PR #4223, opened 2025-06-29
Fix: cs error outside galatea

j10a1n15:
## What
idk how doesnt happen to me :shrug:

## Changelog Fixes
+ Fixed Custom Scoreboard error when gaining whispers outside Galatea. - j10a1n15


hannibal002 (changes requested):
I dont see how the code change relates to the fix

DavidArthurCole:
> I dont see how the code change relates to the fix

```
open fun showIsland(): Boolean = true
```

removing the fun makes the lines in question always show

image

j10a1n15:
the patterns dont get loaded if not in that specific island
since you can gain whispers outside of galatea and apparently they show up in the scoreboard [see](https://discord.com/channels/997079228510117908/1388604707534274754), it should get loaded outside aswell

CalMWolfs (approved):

Task: Looking at the records above, state the number of lines where the word "loaded" occurs, and write nothing beyond it.

Response below: 2